Activity
Find the line holding "4. Rest are from google search" in the entries below. Give it again exactly, along with every line after it up to and including the line holding "Thank you very much".

Raw data
PR #1022, opened 2026-02-24
feat(provider): Add MiniMax-M2.5 for baseten

armishra:
Baseten - MiniMax M2.5


providers/baseten/models/MiniMaxAI/MiniMax-M2.5.toml
```diff
@@ -0,0 +1,25 @@
...
+[interleaved]
+field = "reasoning_content"
+
+[cost]
+input = 0.30
+output = 1.20
+
+[limit]
+context = 204000
+output = 204000
```
michaelfeil, line 21: maybe set output to 16000

michaelfeil (commented):
comment

PR #1040, opened 2026-02-25
feat(providers): Add Modal as a provider with zai-org/GLM-5-FP8 free

timoteo7:
Adds [Modal](https://modal.com/) as an OpenAI-compatible model provider.

with a temporarily free model ([zai-org/GLM-5-FP8](https://modal.com/glm-5-endpoint)) until April 30th

image


rekram1-node:
Closing this out because the Modal model was described as temporarily free until April 30 and the PR has not been updated since March. This needs a fresh pricing/status update if Modal should still be added.

PR #1061, opened 2026-02-28
Add Qwen3.5 Flash & GLM-5 & M2.5 models to alibaba-cn

JonasGao:


DEAN-Cherry:
@rekram1-node Hi, this pull request should not be merged because the `MiniMax` config is incorrect and it's creating a duplicate entry. 

The correct configuration for MiniMax-M2.5 has already been added in PR #1002. Please refer to that PR for the correct implementation.
图片
图片

PR #1074, opened 2026-03-03
core: make provider/model generation deterministic

starius:
The issue was non-deterministic output ordering in `generate()`:
- provider files and model files were read via `Bun.Glob(...).scan()` and consumed directly
- traversal order from glob scanning is not guaranteed stable
- object insertion order then leaked into generated JSON/TS snapshots, producing different byte output between builds

Fix approach:
- collect provider and model paths first, then sort explicitly before processing
- sort by stable string keys (`id`), with path as a deterministic tie-breaker
- use locale-independent string comparison (`a < b` / `a > b`) instead of `localeCompare` to avoid locale/ICU-dependent ordering

Testing:
- added `packages/core/src/generate.test.ts`
- test asserts returned provider keys are sorted
- test asserts each provider's model keys are sorted
- verified with: `bun test packages/core/src/generate.test.ts`

This makes generation deterministic and prevents ordering-only drift in downstream artifacts.

### DIFF
--- a/packages/core/src/generate.test.ts
+++ b/packages/core/src/generate.test.ts
@@ -1,0 +1,26 @@
+import path from "path";
+import { expect, test } from "bun:test";
+
+import { generate } from "./generate.js";
+
+function compareStrings(a: string, b: string) {
+  if (a < b) {
+    return -1;
+  }
+  if (a > b) {
+    return 1;
+  }
+  return 0;
+}
+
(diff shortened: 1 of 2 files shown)


rekram1-node:

starius:
@rekram1-node I think it is in good shape, it just didn't receive any feedback yet.

PR #1084, opened 2026-03-04
feat(deepinfra): add MiniMax M2.5 model config

tanavamsikrishna:
Sources:
1. https://deepinfra.com/MiniMaxAI/MiniMax-M2.5/api
2. https://deepinfra.com/docs/advanced/max_tokens_limit
3. About output tokens:
    > "maximum length of the newly generated generated text.If explicitly set to None it will be the model's max context length minus input length or 16384, whichever is smaller (Default: empty, 1 ≤ max_new_tokens ≤ 1000000)" 
4. Rest are from google search


rekram1-node:
already added

PR #1105, opened 2026-03-06
feat(vercel): add input context calculation + new models

sylviezhang37:
### Summary
- Added calculation in Vercel's script for input context
- Update openai models to include input context
- Add new models

### Test plan
- bun validate passes


providers/vercel/models/google/gemini-3.1-flash-image-preview.toml
sylviezhang37, line 1: supports text and tool calling

PR #1119, opened 2026-03-09
fix(firmware): proper 5.3 codex model id

cgilly2fast:


cgilly2fast:
@rekram1-node I need to change the name of my provider from `firmware` -> `frogbot` in models.dev, how will this be handled form the users perspective, will they need to reconnect their api as if its a completely new provider?

rekram1-node:
@cgilly2fast well once the models refresh then yeah they will need to reconnect, and if they have firmware hardoced in any agent/command/etc configs like:


model: firmware/<id>

then they will error once models refresh on their end.

cgilly2fast:
> @cgilly2fast well once the models refresh then yeah they will need to reconnect, and if they have firmware hardoced in any agent/command/etc configs like:
> 
> model: firmware/
> 
> then they will error once models refresh on their end.

Thank you very much

PR #1124, opened 2026-03-09
fix: update Claude Opus latest tag to 4.6

TinyTb:
Claude Opus 4.6 is the current latest Opus model, but the `(latest)` tag is still on 4.5.

Moves the tag to the correct model.

### DIFF
--- a/providers/anthropic/models/claude-opus-4-5.toml
+++ b/providers/anthropic/models/claude-opus-4-5.toml
@@ -1,4 +1,4 @@
-name = "Claude Opus 4.5 (latest)"
+name = "Claude Opus 4.5"
 family = "claude-opus"
 release_date = "2025-11-24"
 last_updated = "2025-11-24"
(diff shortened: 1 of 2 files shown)


TinyTb:
Hi @rekram1-node! Just wanted to check in on this PR. It's a small fix to move the "(latest)" tag from Claude Opus 4.5 to 4.6 now that 4.6 is the latest release. Whenever you get a chance to review it would be great. Thanks!

rekram1-node:
that "latest" thing is there cause there are 2 opus 4.5 models, the "latest" one and the date pinned version `claude-opus-4-5-20251101`

TinyTb:
You're right — I see the pattern now. Looking at Opus 4.1 and 4.5, "(latest)" distinguishes the floating alias from the date-pinned version (e.g. `claude-opus-4-5` vs `claude-opus-4-5-20251101`). It's not about which generation is newest.

Since Opus 4.6 doesn't have a date-pinned variant yet, there's no ambiguity to resolve. Closing this — thanks for the clarification.

PR #1145, opened 2026-03-11
Url parameter to filter /api.json per provider and to flatten the output

alexisymbiotic:
Added two url parameters to the /api.json endpoint 

- provider : to filter the output on a single provider 
- flatten : to flatten the output an make it easier to ingest for data ETL tools like airbyte


rekram1-node:

PR #1156, opened 2026-03-12
added nemotron super on baseten

dsingal0:


providers/baseten/models/nvidia/Nemotron-3-Super.toml
```diff
@@ -0,0 +1,25 @@
...
+[interleaved]
+field = "reasoning_content"
+
+[cost]
+input = 0.30
+output = 0.75
+
+[limit]
+context = 262144
+output = 8192
```
michaelfeil: Should be able to do full length if needed

michaelfeil (approved):

providers/baseten/models/nvidia/Nemotron-3-Super.toml
michaelfeil: Like, will be hard to run 262k without a client side interruption or timeout, but 24k best or 64k should be a good limit afaik

PR #1172, opened 2026-03-13
Add deepinfra llama models

bigfluffycookie:
Adds the following models:
  - Llama 4 Scout 17B (10M context, multimodal)
  - Llama 4 Maverick 17B FP8 (1M context, multimodal)
  - Llama 3.1 8B and 70B (standard and Turbo variants)
  - Llama 3.3 70B Turbo


rekram1-node:
looks like CI failed

bigfluffycookie:
> looks like CI failed

Yea thanks! I added the output. I couldn't find the actual numbers set on deepinfra so I used the maximum defined in their docs - https://deepinfra.com/docs/advanced/max_tokens_limit

PR #2118, opened 2026-06-10
Venice: Update generation script to use base_model and reasoning_options

dpuyosa:
As mentioned in https://github.com/anomalyco/models.dev/pull/2091#discussion_r3381601732, I updated the generation script to take advantage of the new functionality.

**`base_model`**:
Try to find and match a base model already present in the `/models` directory. If not present, generates the .toml file. If a match if found, the generated .toml file only contains the fields with values unique to Venice.

**`reasoning_options`**:
Venice recently introduced a new field in its model endpoint that maps to this new config in the .toml file. Though it needs some work on their end since some values are missing (it has been reported).

---

The script takes the data from the Venice models endpoint and doesn't hardcode any information. If any field is incorrect it should be up to Venice to fix it in their endpoint. We cant take known values for granted since Venice could be doing some processing or changes in their backend [1].

[1]: Venice added pdf support for all the models (not being reflected in the generated files).


rekram1-node:
i had an agent change the sync logic to be normal sync instead of this one off script

dpuyosa:
@rekram1-node  How do you run the script? I doesnt work anymore. Also I was avoiding adding the e2ee models since they are not compatible with Opencode.

```
PS E:\Documents\workspace\models.dev> bun run venice:sync
$ bun ./packages/core/script/sync-models.ts venice

Syncing Venice...
432 |   const baseModelID = authored.base_model;
433 |   if (baseModelID === undefined) return authored;
434 | 
435 |   const base = modelMetadata[baseModelID];
436 |   if (base === undefined) {
437 |     throw new Error(`Unable to resolve base_model: ${baseModelID}`, {
                    ^
error: Unable to resolve base_model: venice/aion-labs-aion-2-0
      at resolveBaseModel (E:\Documents\workspace\models.dev\packages\core\src\sync\index.ts:437:15)
      at readExisting (E:\Documents\workspace\models.dev\packages\core\src\sync\index.ts:387:9)
      at async syncProvider (E:\Documents\workspace\models.dev\packages\core\src\sync\index.ts:121:54)

Bun v1.3.14 (Windows x64)
```

Also, does it makes sense to create `/models/venice` for models that the sync could not find a `base_model` (for some reason, because most are actually also present in the correct lab directory)?

Venice doesnt provide the `set temperature` field, so if it is prensent in `base_model` it should not be overrided to **true** (latest Claude models).

PR #2123, opened 2026-06-10
add claude opus 4.8 to cortecs

BlockListed:
Prices were taken in EUR and converted to USD at current exchange rate.


providers/cortecs/models/claude-opus4-8.toml
```diff
@@ -1,7 +1,7 @@
-name = "Claude Fable 5"
-family = "claude-fable"
-release_date = "2026-06-09"
-last_updated = "2026-06-09"
+name = "Claude Opus 4.8"
```
rekram1-node: let's use base_model syntax

PR #2138, opened 2026-06-10
feat(provider): add zeldoc provider

martinmose:
## What is Zeldoc?

Zeldoc is an OpenAI-compatible inference provider that requires a subscription. It exposes model aliases behind a single API endpoint, allowing model rotation.
- API: https://api.zeldoc.ai/v1
- Docs: https://docs.zeldoc.ai
- Auth: ZELDOC_API_KEY
- SDK: `@ai-sdk/openai-compatible`

## Models included (1)

Adds the z-code model alias. The underlying model may rotate as needed. For now only one model is exposed, but more may be added in the future.

## Notes
- Pricing is subscription-based - no per-token costs, so cost fields are set to 0.
- Capabilities were set conservatively using matching model entries already present in this repo.

## Structure

Follows the standard provider layout:
- provider.toml
- models/*.toml
- logo.svg


providers/zeldoc/logo.svg
rekram1-node, line 1: is there even a logo?? i dont see anything here

providers/zeldoc/models/z-code.toml
```diff
@@ -0,0 +1,21 @@
+name = "Z-Code"
+release_date = "2026-04-15"
+last_updated = "2026-04-15"
+attachment = true
+reasoning = true
```
rekram1-node, line 5: plz add `reasoning_options

providers/zeldoc/logo.svg
martinmose: The logo was white before. 
I thought that was fine because of the dark theme on https://models.dev/ but now it's black so it's "visible".

providers/zeldoc/models/z-code.toml
martinmose: thx for pointing that out! I went through my config again and it's fixed

PR #2161, opened 2026-06-12
Add Neon provider

andrelandgraf:
## Summary

Adds the **Neon** provider. Neon's branch-scoped [AI Gateway](https://neon.com) serves the same Databricks-backed model catalog through an OpenAI-compatible endpoint, so this mirrors the existing `databricks` provider's models.

`provider.toml`:

```toml
name = "Neon"
api = "${NEON_AI_GATEWAY_BASE_URL}/ai-gateway/mlflow/v1"
env = ["NEON_AI_GATEWAY_BASE_URL", "NEON_AI_GATEWAY_TOKEN"]
doc = "https://neon.com/docs"
```

- **Branch-scoped base URL via env template.** The Neon AI Gateway host is per-branch, so the base URL is templated from `NEON_AI_GATEWAY_BASE_URL` (which already includes the scheme) + the unified MLflow OpenAI-compatible route — the same route the `databricks` provider uses. `NEON_AI_GATEWAY_TOKEN` is the bearer key. Both vars are emitted by `neonctl env pull`.
- **Clean model ids.** The gateway accepts the bare model ids (no `databricks-` prefix), so models resolve as `neon/claude-haiku-4-5`, `neon/gpt-5-nano`, `neon/gemini-2-5-flash`, etc. Model pricing/metadata is cloned from the `databricks` provider (same underlying models), reusing the shared `base_model` metadata where it exists.
- 25 models across Anthropic, OpenAI (incl. gpt-oss), and Google families.
- Includes a `currentColor` logo.

## Test plan

- [x] `provider.toml` + all 25 model TOMLs parse and carry the required fields
- [ ] CI schema validation (GitHub Action)

### DIFF
--- a/providers/neon/logo.svg
+++ b/providers/neon/logo.svg
@@ -1,0 +1,3 @@
+<svg xmlns="http://www.w3.org/2000/svg" viewBox="0 0 64 64" fill="currentColor" fill-rule="evenodd">
+  <path d="M63 0.0177909V63.5526L38.4178 42.2501V63.5526H0V0L63 0.0177909ZM7.72251 55.8389H30.6953V25.3238L55.2779 47.0476V7.72922L7.72251 7.71559V55.8389Z"/>
+</svg>
--- a/providers/neon/models/claude-haiku-4-5.toml
+++ b/providers/neon/models/claude-haiku-4-5.toml
@@ -1,0 +1,7 @@
+base_model = "anthropic/claude-haiku-4-5"
+
+[cost]
+input = 1
+output = 5
+cache_read = 0.1
+cache_write = 1.25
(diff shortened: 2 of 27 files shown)


rekram1-node:
lgtm can u fill out `reasoning_options` for these models too? 

Also if there is a /models endpoint if u could add a sync script too?

andrelandgraf:
Thanks @rekram1-node!

> lgtm can u fill out reasoning_options for these models too?

We're wrapping the Databricks Gateway which doesn't declare reasoning_options either. Can look into it for both but would likely take a while to figure that out. Would love to merge first if you don't mind - but you lmk!

> Also if there is a /models endpoint if u could add a sync script too?

No `/models` endpoint yet unfortunately but hopefully soon. Will add once we have it!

Written answer
4. Rest are from google search


rekram1-node:
already added

PR #1105, opened 2026-03-06
feat(vercel): add input context calculation + new models

sylviezhang37:
### Summary
- Added calculation in Vercel's script for input context
- Update openai models to include input context
- Add new models

### Test plan
- bun validate passes


providers/vercel/models/google/gemini-3.1-flash-image-preview.toml
sylviezhang37, line 1: supports text and tool calling

PR #1119, opened 2026-03-09
fix(firmware): proper 5.3 codex model id

cgilly2fast:


cgilly2fast:
@rekram1-node I need to change the name of my provider from `firmware` -> `frogbot` in models.dev, how will this be handled form the users perspective, will they need to reconnect their api as if its a completely new provider?

rekram1-node:
@cgilly2fast well once the models refresh then yeah they will need to reconnect, and if they have firmware hardoced in any agent/command/etc configs like:


model: firmware/<id>

then they will error once models refresh on their end.

cgilly2fast:
> @cgilly2fast well once the models refresh then yeah they will need to reconnect, and if they have firmware hardoced in any agent/command/etc configs like:
> 
> model: firmware/
> 
> then they will error once models refresh on their end.

Thank you very much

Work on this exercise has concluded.